Source data
- Opening Delimiter -

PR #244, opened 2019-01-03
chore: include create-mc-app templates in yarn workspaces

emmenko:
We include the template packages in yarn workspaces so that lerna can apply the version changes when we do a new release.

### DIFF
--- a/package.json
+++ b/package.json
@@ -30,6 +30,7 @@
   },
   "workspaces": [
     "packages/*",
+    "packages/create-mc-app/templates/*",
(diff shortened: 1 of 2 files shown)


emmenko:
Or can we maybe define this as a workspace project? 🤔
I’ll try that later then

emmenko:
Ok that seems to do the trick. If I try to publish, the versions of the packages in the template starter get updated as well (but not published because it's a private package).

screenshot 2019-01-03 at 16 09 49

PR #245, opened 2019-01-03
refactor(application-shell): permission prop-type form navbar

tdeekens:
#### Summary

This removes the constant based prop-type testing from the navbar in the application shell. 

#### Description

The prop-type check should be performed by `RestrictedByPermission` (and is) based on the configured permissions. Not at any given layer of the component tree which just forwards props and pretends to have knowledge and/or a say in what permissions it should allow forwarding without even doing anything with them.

- Closing Delimiter -
- Opening Delimiter -

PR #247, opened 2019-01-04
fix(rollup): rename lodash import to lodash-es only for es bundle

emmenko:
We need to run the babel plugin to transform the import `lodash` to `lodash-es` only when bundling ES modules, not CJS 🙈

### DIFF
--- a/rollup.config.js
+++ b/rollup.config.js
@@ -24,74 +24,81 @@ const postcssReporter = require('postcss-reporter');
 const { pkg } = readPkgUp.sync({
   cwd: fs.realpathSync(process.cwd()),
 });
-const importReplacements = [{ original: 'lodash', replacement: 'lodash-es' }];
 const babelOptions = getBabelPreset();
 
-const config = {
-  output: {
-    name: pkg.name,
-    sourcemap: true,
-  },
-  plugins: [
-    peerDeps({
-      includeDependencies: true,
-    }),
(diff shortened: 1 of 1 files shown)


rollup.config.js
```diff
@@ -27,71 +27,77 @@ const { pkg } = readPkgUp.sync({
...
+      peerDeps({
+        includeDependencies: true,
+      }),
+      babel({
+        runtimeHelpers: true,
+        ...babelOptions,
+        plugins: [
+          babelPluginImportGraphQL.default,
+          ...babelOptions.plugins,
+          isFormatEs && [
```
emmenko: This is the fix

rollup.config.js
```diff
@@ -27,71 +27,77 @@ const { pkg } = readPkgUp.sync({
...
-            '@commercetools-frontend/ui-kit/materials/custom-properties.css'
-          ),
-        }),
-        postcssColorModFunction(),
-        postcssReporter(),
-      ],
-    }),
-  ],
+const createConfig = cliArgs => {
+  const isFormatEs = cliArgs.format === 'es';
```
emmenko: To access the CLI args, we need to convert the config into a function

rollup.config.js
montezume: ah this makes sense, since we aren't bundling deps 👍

- Closing Delimiter -

#### HOW TO COMPLETE THIS TASK:
A line belongs in the answer if it contains the word "bundling"; copy every such line from the data above.

#### YOUR SOLUTION:
We need to run the babel plugin to transform the import `lodash` to `lodash-es` only when bundling ES modules, not CJS 🙈
montezume: ah this makes sense, since we aren't bundling deps 👍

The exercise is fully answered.